# Introduce me to Macro Photography.



## reissigree (Dec 25, 2011)

I've been on the forum for several months now and I can tell that I've greatly improved because of you guys. I've found a sudden interest in macro photography but have no idea where to begin. Do I need to buy a separate lens? How much do they cost? Can I just buy an attachment for a lens I already have? Buying a new lens over $200 isn't exactly an option right now as I've just purchased two recently. I currently have a 18-55mm 3.5-5.6 Nikon lens, a 35mm 1.8 Nikon lens, and a 55-300mm Nikon lens. If I could use an attachment would it work best on my 35mm? Thank you guys so much!


----------



## Kerbouchard (Dec 25, 2011)

Hmm, Macro for under $200 at a beginner level.  I guess I would have to go with http://www.amazon.com/Kenko-Extensi...1?s=electronics&ie=UTF8&qid=1324871770&sr=1-1

If that's out of your price range, buy the cheapest set of close up filters that you can find.  The quality won't be there, but it will at least let you know if its something you want to invest real money into.

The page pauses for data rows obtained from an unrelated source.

PR #7574, opened 2025-08-31
fix slogLogger to support ParameterizedQueries Config

EricWvi:
- [x] Do only one thing
- [x] Tested

Add ParamsFilter method to slogLogger

### User Case Description
After update, `logger.NewSlogLogger` supports `ParameterizedQueries`. Now, it has no effect.

### DIFF
--- a/logger/slog.go
+++ b/logger/slog.go
@@ -88,3 +88,11 @@ func (l *slogLogger) Trace(ctx context.Context, begin time.Time, fc func() (sql 
 		})
 	}
 }
+
+// ParamsFilter filter params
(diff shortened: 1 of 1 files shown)


EricWvi:
Hi, @jinzhu @rezamokaram. Please take a look.

EricWvi:
ref.

https://github.com/go-gorm/gorm/blob/cace4a6eb85715c8fd648f76728ec554ecafb8e5/logger/logger.go#L193-L198

rezamokaram:
Thanks for your attention and contribution.
@EricWvi

Issue #7192, opened 2024-09-09
Support go1.23 iterators


ilya-hontarau:
## Describe the feature

Allow to pass iterators in methods:

```
db.Delete(&User, "name  IN (?)", maps.Keys(namesToIDs))

users := []User{{Name: "jinzhu1"}, {Name: "jinzhu2"}, {Name: "jinzhu3"}}
err = db.Create(slices.Values(users)).Error
```

Now it returns errors:
```
panic: failed to encode args[0]: unable to encode (iter.Seq[string])(0x102f20cf0) into text format for text (OID 25): cannot find encode plan

or 

panic: unsupported data type: iter.Seq[main.Test]: Table not set, please set it like: db.Model(&user) or db.Table("users")

```

## Motivation

Support new go standard library features.

abdyek:
Hi! @jinzhu I can do it. You can assign me this issue?

peterdeme:
Fix: https://github.com/go-gorm/gorm/pull/7577

PR #7577, opened 2025-09-05
Add support for Go 1.23 iter.Seq as SQL parameter values

peterdeme:
- [x] Do only one thing
- [x] Tested

Fixes: https://github.com/go-gorm/gorm/issues/7192

```go
// Note that maps.Keys() returns an `iter.Seq` element in Go 1.23+
db.Delete(&User, "name  IN (?)", maps.Keys(namesToIDs))

panic: failed to encode args[0]: unable to encode (iter.Seq[string])(0x102f20cf0) into text format for text (OID 25): cannot find encode plan
```

### DIFF
--- a/statement.go
+++ b/statement.go
@@ -243,7 +243,19 @@ func (stmt *Statement) AddVar(writer clause.Writer, vars ...interface{}) {
 			writer.WriteString(subdb.Statement.SQL.String())
 			stmt.Vars = subdb.Statement.Vars
 		default:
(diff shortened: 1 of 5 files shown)


peterdeme:
@jinzhu mind taking a look?

jinzhu:
Thanks for the PR, but I think this change may not be necessary — it’s probably better to keep the core lookup simple.
Users can handle this externally with a small helper to convert names before passing them to GORM, which avoids extra runtime checks

Thank you.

Do you already have a tripod or any additional flash gear?  The first is just about a requirement and the second helps out a lot.  If not, realize those are an additional expense.


----------



## reissigree (Dec 25, 2011)

I have a tripod, but no flashes. I've also been wanting to learn about that.


----------



## Kerbouchard (Dec 25, 2011)

reissigree said:


> I have a tripod, but no flashes. I've also been wanting to learn about that.



Well, a tripod is a good start and with subjects that don't move, flash is not necessarily required.

The only thing you really need is a set of extension tubes, a tripod, and some time.  Heck, you can do it with a 50mm 1.8 D and a reversing ring.  It's just a lot more difficult than with a proper Macro lens.

There are basically 4 ways to do macro.
1) A macro lens
2) extension tubes
3) reversing a prime lens that has a built in aperture control
4) close up filters

1 results in no loss of quality, has the tools required to do Macro well, but it can be expensive($500+)
2 results in no loss of quality, but it's not as easy and you lose some light.(around $200)
3 is ridiculously hard to do well.  Requires a lot of effort, but it's cheap, and can produce amazing results.(if you already have the lens, you can get into for under $20 bucks)
4 results in a significant loss of quality, but it is fairly cheap and is fairly easy to use.(also under $20 bucks in most cases)  They did make close up filters that were of very good quality but they discontinued them and they are getting harder to find(as well as more expensive)


----------



## usayit (Dec 25, 2011)

Heres what i started and still use..

90mm or longer adapted manual macro lens.  In my case a Tamron 90mm f/2.5
cheap vivitar ring flash with the right step up rings.  I taped over the auto sensor so it fires full all the time.   Flash has no manual control.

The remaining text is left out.